ESPE Council statement on Ukraine
ESPE Council statement on Ukraine
During war, children are exposed to conflict and can be in search of safety. As some of our most vulnerable in society, they need to be protected against loss, pain and fear. Children with endocrine disorders are at high risk, as they may be deprived of medication and the minimum standard of care. This is especially true for acute life-threatening conditions such as diabetes mellitus, congenital hyperinsulinism, diabetes insipidus, congenital adrenal hyperplasia and adrenal insufficiency.
It is ESPE’s mission to advance excellence in paediatric endocrinology, diabetes and bone disorders, by promoting research, education and medical practice to the benefit of child and adolescent health throughout the world. ESPE Council is deeply concerned about the war in Ukraine, especially the violence and harm to children, and wants to express its solidarity and support towards all those affected by the ongoing attacks. ESPE Council has carefully considered how our society should respond to the current situation in Ukraine and how best to support the healthcare and welfare of Ukrainian children, as well as assist our colleagues who care for them. We continue to hope for a rapid resolution of the war in Ukraine and peace restored.
ESPE’s Action Plan:
- ESPE has arranged a 6-month supply of endocrine medications for Ukrainian children with endocrine disorders, based on the list provided by the Ukrainian Association for Paediatric Endocrinologists. ESPE was prepared to donate all medicines, but fortunately a considerable amount has been donated by pharmaceutical companies. Medicines for Europe and their members have provided excellent support to ESPE for the collection and the transport of medicines from Western Europe into Ukraine.

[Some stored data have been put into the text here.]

PR #2547, opened 2019-10-05
More minor NIF improvements

Capostrophic:
Some more small NIF changes ported from my NIF branch that apply to Morrowind version of the format.

1. Make sure UV set numbers and texture clamp modes are always unsigned values.
    This allows to get rid of some unnecessary casts to signed/unsigned integers.
2. Get rid of filter mode from textures.
    It corresponds to trilinear/bilinear/nearest neighbor/whatever filtering. But I assume we'll always use global filtering settings because doing otherwise is not very sensible except for very specific situations. Also it was unused.
3. Turn NiTexturingProperty texture array into a vector.
    This will be necessary in the future and possibly even now. The list of textures must not have a hardcoded size, so now the number of loaded textures depends on the declared number of textures in the property. Any textures beyond the normal 7 won't be handled atm. Morrowind seems to support more than one decal map but meshes with more than one decal texture simply won't be loaded atm, this remedies that slightly.
4. Simplify NiTriStripsData loading.
    It was a bit too complex for no reason.
5. More signedness consistency in texture-related locations.
6. Convert C-style typedefs to `using` directives to improve readability.

### DIFF
--- a/components/nif/controller.hpp
+++ b/components/nif/controller.hpp
@@ -112,7 +112,7 @@ class NiUVController : public Controller
 {
 public:
     NiUVDataPtr data;
-    int uvSet;
+    unsigned int uvSet;
 
     void read(NIFStream *nif);
     void post(NIFFile *nif);
--- a/components/nif/data.cpp
+++ b/components/nif/data.cpp
@@ -102,12 +102,12 @@ void NiTriStripsData::read(NIFStream *nif)
     std::vector<unsigned short> lengths;
     nif->getUShorts(lengths, numStrips);
 
+    if (!numStrips)
+        return;
+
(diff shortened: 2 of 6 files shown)


AnyOldName3:
Are there definitely no cases where something wants to override the global filtering settings e.g. a mod that adds Minecraft blocks, and so wants nearest neighbour filtering?

Capostrophic:
Well nobody complained about that in ten years there was no filter mode handling, and to the contrary I've observed a lot of situations where the default mode not being trilinear interpolation was undesired behavior. If someone ever complains we can just actually add it.

psi29a:
lgtm, taking it.

PR #2548, opened 2019-10-05
Improve items ownership handling

akortunov:
Yet another attempt to fix the [bug #1933](https://gitlab.com/OpenMW/openmw/issues/1933).

I still did not find any case where we actually use an Owner field for items in container store or when a container can have items with different owners.
So a suggested solution:
1. Do not take in account an Owner field when we check if items can stack.
2. Reset an item's owner every time when we move the item from one item model to another. It also allows to simplify an item copying API.

Also print an owner faction's name instead of ID when using TFH (if the name is empty, use the faction ID as fallback).

Notes:
1. If a trader has some sources of item with given ID and you buy some items, there is no guarantee that you will buy restocking ones first. Morrowind has this issue too. In theory, we may somehow to sort items from the `getItemsOwnedBy()` to move restocking items with given ID to beginning of list, but it is a non-vanilla improvent an outside of scope of this PR.
2. In theory, there can be cases when traders from old saves can still have some stacks of the same item.

### DIFF
--- a/apps/openmw/mwgui/tooltips.cpp
+++ b/apps/openmw/mwgui/tooltips.cpp
@@ -652,19 +652,22 @@ namespace MWGui
         std::string ret;
         ret += getMiscString(cellref.getOwner(), "Owner");
         const std::string factionId = cellref.getFaction();
-        ret += getMiscString(factionId, "Faction");
-        if (!factionId.empty() && cellref.getFactionRank() >= 0)
+        if (!factionId.empty())
         {
             const MWWorld::ESMStore &store = MWBase::Environment::get().getWorld()->getStore();
             const ESM::Faction *fact = store.get<ESM::Faction>().search(factionId);
             if (fact != nullptr)
             {
-                int rank = cellref.getFactionRank();
-                const std::string rankName = fact->mRanks[rank];
-                if (rankName.empty())
-                    ret += getValueString(cellref.getFactionRank(), "Rank");
-                else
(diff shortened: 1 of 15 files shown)


apps/openmw/mwgui/tooltips.cpp
```diff
@@ -652,19 +652,22 @@ namespace MWGui
...
             const ESM::Faction *fact = store.get<ESM::Faction>().search(factionId);
             if (fact != nullptr)
             {
-                int rank = cellref.getFactionRank();
-                const std::string rankName = fact->mRanks[rank];
-                if (rankName.empty())
-                    ret += getValueString(cellref.getFactionRank(), "Rank");
-                else
-                    ret += getMiscString(rankName, "Rank");
+                ret += getMiscString(fact->mName, "Owner Faction");
```
Capostrophic: The faction may not have a name. Then the ID should be used instead.

I think that the fact that the faction owns the item is implicit? Maybe leave the "Faction" caption alone?

Capostrophic:
Last call for feedback otherwise.

apps/openmw/mwgui/tooltips.cpp
akortunov: > I think that the fact that the faction owns the item is implicit? Maybe leave the "Faction" caption alone?

I have no idea, I just replicated text which Morrowind uses.

Capostrophic:
Guess no objections. Merging.

PR #2549, opened 2019-10-06
OpenMW-CS: Fix minimap corruption

unelsson:
fix bug [5177](https://gitlab.com/OpenMW/openmw/issues/5177)

mWnam wasn't copied in custom copy constructor


components/esm/loadland.cpp
```diff
@@ -340,6 +342,10 @@ namespace ESM
         std::swap (mContext, land.mContext);
         std::swap (mDataTypes, land.mDataTypes);
         std::swap (mLandData, land.mLandData);
+        for (int i = 0; i < LAND_GLOBAL_MAP_LOD_SIZE; ++i)
+        {
+            std::swap (mWnam[i], land.mWnam[i]);
```
Capostrophic: Equally sized arrays can be swapped without a loop going through all of their elements.

unelsson: I thought it was only std::arrays, so I used this method during bug-hunt to keep track of values. Anyway, fixed in 2fdaacf . Also tested that it really does work.

Capostrophic:
Update the changelog pls.

unelsson:
> Update the changelog pls.

Yeaah.. Done. And conflict.

PR #2550, opened 2019-10-07
Fix rebuild path for walking actors (Bug #5181)

elsid:
Fixes bug: https://gitlab.com/OpenMW/openmw/issues/5181

1. Ignore z coordinate for not swimming nor flying actors to calculate distance from actor destination to last path point. If walking actor destination point is floating above the ground then a point on navmesh may be too far away when z coordinate is included. In this case path will be rebuild on each `AI_REACTION_TIME`.
2. Increase default `recast scale factor`. To make `4` voxels fit into `sStepSizeUp = 34`: `"recast scale factor" = 4 * "cell size" / sStepSizeUp`

### DIFF
--- a/apps/openmw/mwmechanics/aipackage.cpp
+++ b/apps/openmw/mwmechanics/aipackage.cpp
@@ -22,6 +22,27 @@
 
 #include <osg/Quat>
 
+namespace MWMechanics
+{
+    static float distance(const osg::Vec2f& lhs, const osg::Vec2f& rhs)
+    {
+        return (lhs - rhs).length2();
+    }
+
+    static float distanceIgnoreZ(const osg::Vec3f& lhs, const osg::Vec3f& rhs)
+    {
+        return distance(osg::Vec2f(lhs.x(), lhs.y()), osg::Vec2f(rhs.x(), rhs.y()));
+    }
+
+    static float distance(const osg::Vec3f& lhs, const osg::Vec3f& rhs, const MWWorld::Ptr& actor)
+    {
+        const auto world = MWBase::Environment::get().getWorld();
+        if (world->isSwimming(actor) || world->isFlying(actor))
+            return distance(lhs, rhs);
+        return distanceIgnoreZ(lhs, rhs);
+    }
+}
+
 MWMechanics::AiPackage::~AiPackage() {}
 
 MWMechanics::AiPackage::AiPackage() :
@@ -133,7 +154,7 @@ bool MWMechanics::AiPackage::pathTo(const MWWorld::Ptr& actor, const osg::Vec3f&
 
         if (!mIsShortcutting)
         {
-            if (wasShortcutting || doesPathNeedRecalc(dest, actor.getCell())) // if need to rebuild path
+            if (wasShortcutting || doesPathNeedRecalc(dest, actor)) // if need to rebuild path
             {
                 const auto pathfindingHalfExtents = world->getPathfindingHalfExtents(actor);
                 mPathFinder.buildPath(actor, position, dest, actor.getCell(), getPathGridGraph(actor.getCell()),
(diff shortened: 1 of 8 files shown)


files/settings-default.cfg
```diff
@@ -642,8 +642,8 @@ enable = true
 # Scale of NavMesh coordinates to world coordinates (value > 0.0). Recastnavigation builds voxels for world geometry.
 # Basically voxel size is 1 / "cell size". To reduce amount of voxels we apply scale factor, to make voxel size
 # "recast scale factor" / "cell size". Default value calculates by this equation:
-# sStepSizeUp * "recast scale factor" / "cell size" = 3 (max climb height should be equal to 3 voxels)
-recast scale factor = 0.017647058823529415
+# sStepSizeUp * "recast scale factor" / "cell size" = 4 (max climb height should be equal to 4 voxels)
+recast scale factor = 0.023529411764705882
```
akortunov: I suppose the ``"recast scale factor" = (numVoxels * cellSize) / sStepSizeUp``.

Why just do not store a count of voxels as an integer setting instead of irrational number?

elsid: It's possible to have non integer number of voxels per `sStepSizeUp`. So far my assumption is that it's better to have this value aligned to `sStepSizeUp` because it is better with slope edge cases. I haven't done much testing for this. Basically this affects slopes and roofed locations.

In theory this is a binary classification in therms of machine learning. By changing the value we have following situations:
* Passable by physics and passable by navmesh (true positive)
* Passable by physics and impassable by navmesh (false negative)
* Impassable by physics and passable by navmesh (false positive)
* Impassable by physics and impassable by navmesh (true negative)

To get optimal value we need to run optimization over "all" possible slopes and roofed locations maximize [F-score](https://en.wikipedia.org/wiki/F1_score). Also we need to consider that by increasing `recast scale factor` real size of each tile decreases. Having limited amout of tiles this decreases area covered by navmesh. That's where [64bit navmesh](https://github.com/OpenMW/openmw/pull/2229) may give some benefit. It'd be much of fun to setup such an environment to make this optimization possible in openmw.

akortunov: > It's possible to have non integer number of voxels per sStepSizeUp.

Even in this case it is simplier so store it directly as a setting, rather than storing an arbitrary irrational multiplier to calculate the same value.

elsid: This value is not calculated anywhere except probably recastnavigation internals, search for mRecastScaleFactor to see.

elsid: Voxel size is a constant = 1.

apps/openmw/mwmechanics/aipackage.cpp
```diff
@@ -22,6 +22,27 @@
...
+        return distance(osg::Vec2f(lhs.x(), lhs.y()), osg::Vec2f(rhs.x(), rhs.y()));
+    }
+
+    static float distance(const osg::Vec3f& lhs, const osg::Vec3f& rhs, const MWWorld::Ptr& actor)
+    {
+        const auto world = MWBase::Environment::get().getWorld();
+        if (world->isSwimming(actor) || world->isFlying(actor))
+            return distance(lhs, rhs);
+        return distanceIgnoreZ(lhs, rhs);
+    }
```
Capostrophic: Maybe move these into pathfinding.hpp?

elsid: I thought about this. Wasn't sure what's better. Decided to have this code where it's only required. Maybe we should have some separate header for this stuff and other one about distances.

Capostrophic: We may need these overloads for something else, keeping them in one place would be more consistent.

e.g. the overload that takes a Ptr can be used in getFightDistanceBias().

elsid: Done

apps/openmw/mwmechanics/combat.hpp
```diff
@@ -55,6 +55,9 @@ void applyFatigueLoss(const MWWorld::Ptr& attacker, const MWWorld::Ptr& weapon,
 float getFightDistanceBias(const MWWorld::Ptr& actor1, const MWWorld::Ptr& actor2);
 
 bool isTargetMagicallyHidden(const MWWorld::Ptr& target);
+
+float getAggroDistance(const MWWorld::Ptr& actor, const osg::Vec3f& lhs, const osg::Vec3f& rhs);
```
Capostrophic: Redundant.

elsid: No.

What is redundant? Function, declaration or something else? Why? What do you want instead?

Capostrophic: Sorry, got confused in the intention behind the function. Maybe add a comment which describes its absolute difference from getPathDistance (it's easy to mix them up if you're not careful otherwise).

elsid:
It seems this fix is not so simple. If actor moves by z (e.g. teleports between floors) then attacking actors are confused. They don't change destination until attacked actor moves by other coordinates.

elsid:
e4d0af6a6de7d30cf8cd687ab808f4d5e5f7e20d fixes the problem based on assumption that it's not possible for any actor to be in the location with roof elevation lower than the actor height.

akortunov:
A yet another issue:
Screenshot_20191127_123304

PR #2552, opened 2019-10-10
Split greetings from AiWander

akortunov:
Should fix [bug #4594](https://gitlab.com/OpenMW/openmw/issues/4594).

Now actors with AiWander, AiTravel and without AI packages can greet player, as in Morrowind.

Notes:
1. In Morrowind when an actor with AiTraver greets player, he stops to move to its target. The only way to move him to his destination is the fast-forwarding during rest. I did not replicate such behaviour, and actors with AiTravel resume their walking after greeting.
2. Maybe we have better ways to determine a current AI package.
3. Morrowind seems to always play an endless "idle2" animation when greets player, even if actor has no AI packages, while in upstream master we use the "idle" animation during greeting. I replicated it.
4. Swimming actors in Morrowind do not greet player, even if their heads are above water level. I replicated it.

### DIFF
--- a/CHANGELOG.md
+++ b/CHANGELOG.md
@@ -31,6 +31,7 @@
     Bug #4411: Reloading a saved game while falling prevents damage in some cases
     Bug #4456: AiActivate should not be cancelled after target activation
     Bug #4540: Rain delay when exiting water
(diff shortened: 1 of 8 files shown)


Capostrophic:
LGTM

- ESPE is offering free ESPE membership for 2022 for Ukrainian paediatric endocrinologists involved in the treatment of children with endocrine disorders, and free online access to the ESPE 2022 Annual Meeting for Ukrainian ESPE members.
- For the moment and as long as the war lasts, ESPE Council has decided to not hold ESPE events in Russia and Belarus. ESPE will also not accept grant applications from employees of Russian and Belarusian institutions, and will not consider employees of Russian and Belarusian institutions for membership in ESPE committees.
Support for professionals:
- You can find information here on the European Reference Network (Endo-ERN) website, including a list with European healthcare centres for rare endocrine disorders to ensure that every possible patient or parent can find the nearest healthcare professional for treatment
- The European Commission have launched ERA4Ukraine, a new one-stop-shop portal for Researchers to find out about:
- Job opportunities in the EU
- Recognition of diploma
- housing offers
- web support and information
Support for patients/parents:
- ESPE information booklets for patients and parents about diabetes mellitus, diabetes insipidus, congenital adrenal hyperplasia (CAH), multiple pituitary hormone deficiency (MPHD), adrenal insufficiency, growth hormone deficiency and hypo – and hyperthyroidism will be translated into Ukrainian and Russian by our Ukrainian colleagues. These will be published on the Ukrainian webpage when ready.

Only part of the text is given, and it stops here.